Diaz is not in the BA top 100 any more, either, falling out in the 2020 update. Though they said his name came up as one of the almost 200 they considered for this top 100, he’s now off of the top 100 in a publication that rated him as the #37 prospect in MLB prior to the 2019 season. Prospectus, which had Diaz at #44 before last season, has also dropped him from its top 101, as has MLB Pipeline where Diaz was #66 before 2019.
It was 2018 performance that probably put Diaz on Duquette’s radar when it came time to make trades, and that might have been what propelled him onto top prospect lists also. Diaz had batted .314/.428/.477 with the Dodgers’ Double-A affiliate before that July 2018 deal.
The geniuses running the O’s player development at that time immediately changed his swing and he batted .239/.329/.403 the rest of the way. Between a hamstring injury and a quad injury at different points in the season, Diaz only played in 76 Double-A games in 2019. He never got enough continuous time to earn his way up to Norfolk.
There’s stuff to like. Unlike Mountcastle, nobody can question whether Diaz will draw walks. He’s walked in 10.4% of plate appearances since hitting the American minor league ranks. That’s high enough that his 20.8% strikeout rate at Bowie last season is less of a concern. He’s got a more solidified position in right field, with the possibility of occasionally backing up center. And when he played in 2019, he posted a career-best ISO (isolated slugging) of .210, including 11 home runs in his 76 games.
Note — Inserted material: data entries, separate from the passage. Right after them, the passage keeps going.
PR #946, opened 2021-11-29
Post Carousel: update sizing for multiple slides, mobile

### LINKED ISSUE #844: Post Carousel: Font size doesn't change, regardless how many slides are shown
**Describe the bug**
You can now set the Post Carousel to display 2 or 3 posts at once, but the font size doesn't change at all, and at smaller sizes, it feels like the post title should scale down a bit. 

image

We can also address this in the theme; I feel like it may make more sense here, but I'm open to feedback on that!

laurelfulford:
### All Submissions:

This PR makes some visual updates to the Post Carousel block:
* To scale down the title font size when displaying 3-4 slides at once
* To alter the number of posts shown on tablet and mobile-sized screens, so they don't get too croweded.
* To fix an issue with the aspect ratio getting smooshed on blocks displaying 3-4 slides, on smaller screen sizes. 

Closes #844.

1. Add four Post Carousel block to a page: one displaying one slide at a time, one displaying two, one displaying three and one displaying four. Publish. 
2. View on the front end; note the blocks showing 3-4 slides at a time are crowded: 

image

3. Scale down the browser window to roughly tablet and mobile sizes; note the appearance of the blocks, specifically how the text can get cut off on the 3-4 slide blocks, and how their aspect ratios seem squished when AMP is enabled: 

image

image

5. Check your page on a desktop sized window and confirm the entry title scales down when the slide count is higher: 

image

6. Scale down the browser window to a tablet-sized screen; the font should scale down, and the blocks with 3-4 slides visible should drop to two visible slides, and maintain their aspect ratios when AMP is enabled: 

image

7. Scale down the browser window to a mobile-sized screen; all blocks should only have one slide visible, and no aspect ratio issues: 

image

8. Check the page with AMP disabled, and make sure there aren't any visual issues.
9. Edit the page and try some different aspect ratios (like 1:1 and 16:9); confirm that they are used by your blocks without issue. (Note: the block has a max-height of 75vh, which is 75% of the current screen height. This means there are some cases where the aspect ratio won't be respected entirely -- for example, if you have a block displaying one slide with a 1:1 aspect ratio on desktop, it will probably be wider than it is tall. This is the expected behaviour with the max height that's set). 

image

image

(I did notice some combos -- like 16:9 with four slides in that last screenshot -- are still crowded. I think that's more of a case where we'd want to steer folks  away from using particular combinations of settings, rather than something we need to get to work well in all cases -- like in that case, it's probably best to only show the title, not the byline and date too. But I'm definitely open to feedback on that!)

### Other information:

### DIFF
--- a/src/blocks/carousel/create-swiper.js
+++ b/src/blocks/carousel/create-swiper.js
@@ -115,9 +115,12 @@ export default function createSwiper( els, config = {} ) {
 		touchStartPreventDefault: false,
 		breakpoints: {
 			320: {
+				slidesPerView: 1,
+			},
+			782: {
 				slidesPerView: config.slidesPerView > 1 ? 2 : 1,
 			},
-			600: {
+			1168: {
 				slidesPerView: config.slidesPerView,
 			},
 		},
--- a/src/blocks/carousel/edit.js
+++ b/src/blocks/carousel/edit.js
@@ -174,6 +174,7 @@ class Edit extends Component {
 		const classes = classnames(
 			className,
 			'wp-block-newspack-blocks-carousel', // Default to make styles work for third-party consumers.
+			'slides-per-view-' + slidesPerView,
 			'swiper',
 			{
 				'wp-block-newspack-blocks-carousel__autoplay-playing': autoplay,
--- a/src/blocks/carousel/view.php
+++ b/src/blocks/carousel/view.php
@@ -29,6 +29,7 @@ function newspack_blocks_render_block_carousel( $attributes ) {
 	if ( $autoplay ) {
 		$other[] = 'wp-block-newspack-blocks-carousel__autoplay-playing';
 	}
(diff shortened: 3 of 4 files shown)


dkoo (approved):
Very nice—these styles look much more responsive than on `master`. 👍 

> I think that's more of a case where we'd want to steer folks away from using particular combinations of settings, rather than something we need to get to work well in all cases

That was my thinking as well. The multiple slides per view was added to accommodate the use case of showing several small sponsor logos at a time. We won't always know what images publishers want to show or in what contexts, so I think the block benefits from the flexibility even if it's possible to create some very bad-looking carousels using the available options.

laurelfulford:
Thanks @dkoo!

> The multiple slides per view was added to accommodate the use case of showing several small sponsor logos at a time.

Oh, TIL! That makes a lot of sense with it showing two slides on smaller screens. Hopefully these changes doesn't mess with how that works too much!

Perhaps by the end of 2020, we’ll get to see at the MLB level what Duquette thought he saw in Diaz. Or perhaps instead we’ll get to see why Diaz was their one top prospect the Dodgers felt was expendable as they chased a World Series in 2018, and why Duquette’s tenure as GM came to an end without much lament from Orioles fans.
Gunnar Henderson
Acquired: 2019 draft (2nd round, 42nd overall)
2020 age: 19 (turns 19 on June 29)
2019 highest level: Gulf Coast League
How Mike Elias would look at picks beyond the first round was almost as pressing of a question as what he would do with the #1 choice last year. He ultimately went with entirely “up the middle” players - shortstops, catchers, center fielders - in rounds 1-7. Henderson was the earliest high school player chosen by the Orioles in 2019.
Henderson’s ranking as the #7 prospect in the O’s system to close out the 2019 season was more about his pre-draft attention than anything he did in the professional ranks:
Henderson produces a lot of hard contact from gap to gap. He shows more bat speed from the left side of the plate as well as power that’s started to catch up to his hitting ability as he continues to add muscle to his 6-foot-3 frame. ... There’s still some debate as to where Henderson will wind up defensively. Those who think he can remain at shortstop believe he’s an underrated athlete with a quick first step and a plus arm. Others believe he’ll slow down as he fills out and necessitate a move to third base, where he’d still profile well offensively.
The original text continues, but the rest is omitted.